Welfare systems should be about “looking after our own”, and if you went to Australia at 20 and spent your entire working life there, I don’t see any good reason for New Zealand taxpayers to support you back here in retirement (of course, we don’t know how material these numbers might be).  Or if you happened to come to New Zealand first at 55.    A graduated system, in which NZS payments are proportional to the time spent in New Zealand between 20 and 65, seems both fair and fiscally prudent.   Take the 10 year residency (real residency) as a starting point at which you might get, say, a third of the standard NZS at 65, and scale it up so that after say 30 years you get the full benefit.  (Will there be a few hard cases? No doubt, but that is where charity and family support should be expected to fill the gaps.)

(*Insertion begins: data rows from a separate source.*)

PR #653, opened 2019-06-15
Update atomic weights and CODATA constants

### LINKED ISSUE #650: Update to 2018 CODATA physical constants
With the release of the new definition of the kilogram, we should update the CODATA physical constants and atomic weights of the elements. This issue serves as a discussion platform for how the constants should be defined.

## Physical constants

The most recent values of the constants can be found from NIST: https://physics.nist.gov/cuu/Constants/Table/allascii.txt

Some of the constants have a defined value, e.g., [Avogadro's Number](https://physics.nist.gov/cgi-bin/cuu/Value?k|search_for=adopted_in!) and the [Boltzmann Constant](https://physics.nist.gov/cgi-bin/cuu/Value?k|search_for=adopted_in!). However, in `ct_defs.h`, the Boltzmann constant is calculated:

https://github.com/Cantera/cantera/blob/ba8ac1d519b12fd19e80d0b05688d720a734664c/include/cantera/base/ct_defs.h#L77

Should we reverse this, so the Gas Constant is calculated from Boltzmann and Avogadro? Leave it as is? Or "overspecify" the values, since the [Gas Constant](https://physics.nist.gov/cgi-bin/cuu/Value?r|search_for=physchem_in!) is also given. I personally prefer the latter approach to avoid differences between platforms/compilers, etc. due to floating point arithmetic (small though the difference may be).

Also, should we add more constants to the list? Are there any others that would be useful to include?

## Atomic masses

There appear to be two sources for atomic masses, the [Standard Atomic Weights](http://www.ciaaw.org/atomic-weights.htm), which include a range of values for some elements depending on the relative isotopic abundance, or the [Current Atomic Masses](http://www.ciaaw.org/atomic-masses.htm). I'm not sure which of these we should use. It is also not clear to me whether or not these values have been adjusted for the new definition of the kilogram. Presumably not, since they were only updated in August 2018 and/or 2017.

bryanwweber:

Fixes #650 

- Update CODATA physical constants to the 2018 values
- Update atomic weights from the IUPAC periodic table (https://iupac.org/what-we-do/periodic-table-of-elements/)
- Reformat elements.xml


bryanwweber:
Expecting the tests to fail here, @speth can you take a look at these values and make sure they make sense? Especially for the atomic weights, most of them are just reducing the precision of the values that were already there. You can look specifically at the changes in 083b5ed and c19447c to see the actual value updates, aside from the other formatting changes.

include/cantera/base/ct_defs.h
```diff
@@ -49,62 +49,83 @@ using std::isnan; // workaround for bug in libstdc++ 4.8
...
-const doublereal Pi = 3.14159265358979323846;
+const double Pi = 3.14159265358979323846;
 
 /*!
- *   @name Variations of the Gas Constant
- * %Cantera uses the MKS system of units. The unit for moles
- * is defined to be the kmol.
+ * @name Defined Constants
+ * These constants are defined by CODATA to have a particular value.
+ * https://physics.nist.gov/cgi-bin/cuu/Category?view=html&Adopted+values.x=71&Adopted+values.y=14
```
speth: This URL looks pretty fragile to me. I would be more inclined to link to the landing page at `https://physics.nist.gov/cuu/Constants/index.html`.

include/cantera/base/ct_defs.h
```diff
@@ -49,62 +49,83 @@ using std::isnan; // workaround for bug in libstdc++ 4.8
...
+
+//! Stefan-Boltzmann constant [W/m2/K4]
+const double StefanBoltz = Pi * Pi * std::pow(Boltzmann, 4.0) / (60.0 * std::pow(Planck_bar, 3.0) * lightSpeed * lightSpeed); // 5.670374419e-8
+
+//! Faraday constant [C/kmol]
+const double Faraday = ElectronCharge * Avogadro;
 
-/// Permeability of free space \f$ \mu_0 \f$ in N/A^2.
-const doublereal permeability_0 = 4.0e-7*Pi;
+//! Permeability of free space [N/A2]
```
speth: I thought noting that the usual symbol for this is mu_0 was a useful reminder.

speth (changes requested):
* For the atomic weights, I think the approach should be as follows:
  * Use the "standard atomic weight" from http://www.ciaaw.org/atomic-weights.htm whenever a single value is given.
  * Otherwise, use the "conventional atomic weight" from the IUPAC PDF.
  The other values shown in the PDF are, despite the legend, the "abridged atomic weights".

* The atomic weights in `src/thermo/Elements.cpp` also need to be updated.

* The comment in `ct_defs.h` needs to be updated to mention that these are the 2018 CODATA values, rather than 2010.

* Physical constants show up in a couple of other files, where they can't be referenced back to `ct_defs.h`. The ones I am aware of are:
  * `ctml_writer.py` (hence `cti2yaml.py`)
  * `ck2cti.py`
  * `gasconstant.m`
  * `faradayconstant.m`

* I would skip the reformatting of `elements.xml` -- that file is on its way out the door with the XML format

include/cantera/base/ct_defs.h
bryanwweber: I agree the link is not ideal. I wanted to document that these numbers are the ones defined specifically under the "Defined Constants" page, i.e., they have no uncertainty because they are not measured. Do you think that distinction is worth preserving?

include/cantera/base/ct_defs.h
bryanwweber: OK, I removed it for consistency's sake. I will restore this and add symbols for other constants.

include/cantera/base/ct_defs.h
speth: I think noting that these are defined constants with exact values is useful. I just don't think the deep link is needed. Anyone who wants to check on these values can go to the higher-level page and search for the specific constant of interest.

bryanwweber:
> Use the "standard atomic weight" from http://www.ciaaw.org/atomic-weights.htm whenever a single value is given.

What about for elements that don't have a weight listed, e.g., technitium (atomic number 43), presumably because there aren't any stable isotopes? From [Wikipedia](https://en.wikipedia.org/wiki/Technetium)

> It is the lightest element whose isotopes are all radioactive; none are stable

I could potentially find a newer copy of the CRC handbook in the library at UConn to get those values, since they were apparently put in there for the 1989 edition.

bryanwweber:
I actually found an online version of the CRC handbook and that also doesn't list a value for the same elements. It does, however, have updated values for the weights of deuterium and tritium :tada:

speth:
I'm thinking we should remove the weights for the elements that IUPAC doesn't give values for due to the lack of stable isotopes. This is going to require a few changes in `elements.cpp`, since it will break the correspondence between list position and atomic number.

bryanwweber:
@speth There are still three Python tests failing here, but I can't see why. The test report is:
```
FAIL: test_mass_basis (cantera.test.test_thermo.TestThermoPhase)
  File "/Users/bryan/GitHub/cantera/build/python/cantera/test/test_thermo.py", line 325, in test_mass_basis
    self.assertEqual(self.phase.enthalpy_mass, self.phase.h)
AssertionError: 26468.504562941045 != 26468.50456294105

FAIL: test_molar_basis (cantera.test.test_thermo.TestThermoPhase)
  File "/Users/bryan/GitHub/cantera/build/python/cantera/test/test_thermo.py", line 339, in test_molar_basis
    self.assertEqual(self.phase.volume_mole, self.phase.v)
AssertionError: 24.617209824287904 != 24.6172098242879

FAIL: test_reaction_units (cantera.test.test_convert.chemkinConverterTest)
  File "/Users/bryan/GitHub/cantera/build/python/cantera/test/test_convert.py", line 324, in test_reaction_units
    [300, 800, 1450, 2800], [5e3, 1e5, 2e6], 1e-7)
  File "/Users/bryan/GitHub/cantera/build/python/cantera/test/test_convert.py", line 63, in checkKinetics
    self.assertNear(ref_kf[i], gas_kf[i], rtol=tol, msg='kf '+message)
  File "/Users/bryan/GitHub/cantera/build/python/cantera/test/utilities.py", line 56, in assertNear
    self.fail(message)
AssertionError: kf  for reaction 2 at T = 300, P = 5000.0
AssertNear: 286246917679.53 - 286246845542.49 = 72137.040466309
Relative error of 2.520099e-07 exceeds rtol = 1.000000e-07
```

In the first two cases, its comparing the long name of a property with the shorthand, so I'm not sure how its coming up different. In the last case, I'm not sure where the comparison data is coming from. I'll keep looking over the weekend maybe or next week, but if you have any ideas quickly I'd be happy to hear them 😄 Otherwise, I think this PR has all the necessary changes.

bryanwweber:
OK, I managed to fix the test failures. For the first two, I ended up just using `assertNear()` since it seemed to be failing because of floating point roundoff (`gas.h` is computed by `enthalpy_mol*_mole_factor`, whereas `enthalpy_mass` just goes right to C++). Similar for `v`. The other one I had to update the `A`s and `Ea`s in the input file due to the change in Avogadro's number and the Boltzmann constant.

data/inputs/elements.xml
```diff
@@ -1,929 +1,846 @@
 <ctml>
   <elementData caseSensitive="no">
-	<element name="H" atomicWt = "1.00794" atomicNumber = "1"> 
+  <!--  Values are used from CIAAW. Atomic weights of the elements 2017
+ when a single value is given. Available online at
+ http://www.ciaaw.org/atomic-weights.htm
+
+ When a range of values is given in the CIAAW table, the "conventional
+ atomic weight" from the IUPAC Periodic Table is used. Available
+ online at https://iupac.org/wp-content/uploads/2018/12/IUPAC_Periodic_Table-01Dec18.jpg
```
speth: The PDF at https://iupac.org/wp-content/uploads/2018/12/IUPAC_Periodic_Table-01Dec18.pdf is more readable.

data/inputs/elements.xml
```diff
@@ -1,929 +1,846 @@
...
+  <element name="Rh" atomicWt = "102.90549" atomicNumber = "45" >
            <entropy298 value = "31.54E3">
              <source>
                      The standard entropy was taken from Robie and
                      Hemingway (1979), Thermodynamic Properties of
-		     Minerals and Related Substances at 298.15 K
-		     and 1 bar (10^5 Pascals) Pressure abd at Higher 
-		     Temperatures, USGS Bulletin 1452, p. 90.
+         Minerals and Related Substances at 298.15 K
+         and 1 bar (10^5 Pascals) Pressure abd at Higher
```
speth: If you're changing so much else in this file, you may as well fix the repeated typo of "and".

data/inputs/elements.xml
```diff
@@ -1,929 +1,846 @@
...
-		    Handbook (Chase 1998), Journal of Physical and 
-		    Chemical Reference Data, Monograph 9, p. 1040.  
+        The standard entropy (1/2 D2 gas) was taken from the NIST-JANAF
+        Handbook (Chase 1998), Journal of Physical and
+        Chemical Reference Data, Monograph 9, p. 1040.
              </source>
            </entropy298>
         </element>
-	<element name="Tr" atomicWt = "3.016327" atomicNumber = "1" >
+  <element name="Tr" atomicWt = "2.010666" atomicNumber = "1" >
```
speth: Surely this should be 3.something. Wikipedia has 3.01604928199 as the mass, but irritatingly has no citation, and I can't find the value on the CIAAW site.

src/thermo/Elements.cpp
```diff
@@ -158,24 +195,33 @@ static struct atomicWeightData atomicWeightTable[] = {
  * The size of the table is given by the initial instantiation.
  */
 static struct isotopeWeightData isotopeWeightTable[] = {
-    {"D",  "deuterium", 2.0, 1},
-    {"Tr", "tritium",   3.0, 1},
+    {"D",  "deuterium", 2.014, 1},
+    {"Tr", "tritium",   3.016, 1},
```
speth: These values should be the same as in `elements.xml`, right?

src/thermo/Elements.cpp
```diff
@@ -158,24 +195,33 @@ static struct atomicWeightData atomicWeightTable[] = {
...
-            return atomicWeightTable[i].atomicWeight;
+            elementWeight = atomicWeightTable[i].atomicWeight;
+            break;
         }
     }
+    if (elementWeight > 0.0) {
+        return elementWeight;
+    } else if (elementWeight < 0.0) {
+        throw CanteraError("getElementWeight",
+            "element has no stable isotopes: " + ename);
```
speth:
```suggestion
            "element '{}' has no stable isotopes", ename);
```

interfaces/cython/cantera/test/test_thermo.py
```diff
@@ -1300,20 +1300,24 @@ def test_element_atomic_number_big(self):
         with self.assertRaisesRegex(ct.CanteraError, 'IndexError'):
             ct.Element(num_elements + 1)
 
+    def test_element_no_weight(self):
+        with self.assertRaisesRegex(ct.CanteraError, 'CanteraError'):
```
speth: You can check for something more specific in the Regex, given that just about any `CanteraError` will contain the string `CanteraError`.

include/cantera/thermo/Elements.h
```diff
@@ -93,7 +93,8 @@ namespace Cantera
  *
  * @param ename String, name or symbol of the element
  * @return The atomic weight of the element
- * @exception CanteraError If a match is not found, throws a CanteraError
+ * @exception CanteraError if a match for ename is not found or the
+ * element has no stable isotopes
```
speth:
```suggestion
 * element has no stable isotopes (and therefore no standard atomic weight)
```

src/thermo/Elements.cpp
```diff
@@ -192,7 +238,13 @@ double getElementWeight(int atomicNumber)
     if (atomicNumber > num || atomicNumber < 1) {
         throw IndexError("getElementWeight", "atomicWeightTable", atomicNumber, num);
     }
-    return atomicWeightTable[atomicNumber - 1].atomicWeight;
+    double elementWeight = atomicWeightTable[atomicNumber - 1].atomicWeight;
+    if (elementWeight < 0.0) {
+        string ename = getElementName(atomicNumber);
+        throw CanteraError("getElementWeight",
+            "element has no stable isotopes: " + ename);
```
speth:
```suggestion
            "element '{}' has no stable isotopes: ", getElementName(atomicNumber));
```
and eliminate the variable `ename`.

speth:
I had a few suggested modifications, and a couple small additions which I would appreciate your confirmation on.

speth (changes requested):

data/inputs/elements.xml
bryanwweber: That looks like exactly the same link that I put in the file?

speth: You linked to the `.jpg`

bryanwweber: What the.... How did I manage that? Well, I wanted the PDF so thanks for catching it 🤣

data/inputs/elements.xml
bryanwweber: I found the data for deuterium and tritium from Pubchem and added links to `Elements.cpp`.

bryanwweber:
OK I think I got all the updates.

Commit 0784eff fixes the IonBurnerFlame test that started failing on my machine. According to git bisect, the problem commit was 5dea810 but that passed the CI tests, so I'm not sure what's going on there. Also, the equivalent IonFreeFlame test is not failing, so that seems very strange and like something is wrong with the tests or the implementation (i.e., if one fails, both should fail).

data/inputs/elements.xml
bryanwweber: I think I originally found the weight of tritium (T<sub>2</sub>) from the CRC handbook and divided by 3 instead of 2 🤦‍♂

speth (approved):

speth:
Where did this reference value of 580.09 show up? I'm still seeing 552.33 as the result locally and on all of the CI servers.

bryanwweber:
Running the tests locally here results in that number. I'm really not sure why, but `git bisect` localized it to the commit I referenced earlier. I guess I'll just drop that commit since it doesn't result anywhere else.

bryanwweber:
@speth Can you confirm that I've gotten all the masses correct, particularly the isotopes that you caught before?

speth:
I found the more precise values for deuterium and tritium by following the source that is referenced by CIAAW on this page: http://www.ciaaw.org/atomic-masses.htm.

It will be interesting to see what, if any, NZS policy the opposition National Party comes out with.  The previous government, at the very end of its term, and having changed leaders, did promise to phase in –  very very slowly – an increase in the NZS eligibility age to 67.  But only if they were re-elected, which they wern’t.  And doing nothing about other features of the system –  dealing with any life or health indexation (in full or in part) –  or the very short residency requirements.  With Labour and New Zealand First seemingly fully committed to the current parameters of the system, it would be a brave Opposition to campaign for change, especially from a party with little obvious sense of an ability to engage on matters of right and wrong.   One should probably never wish for a recession –  especially now given the limited capacity of the authorities in so many countries to respond –  but perhaps it will take a recession to get our leaders to more seriously address the NZS issue.  That was, after all, what it took in 1989 and then 1991 when Labour started, and National greatly accelerated, the move back to 65.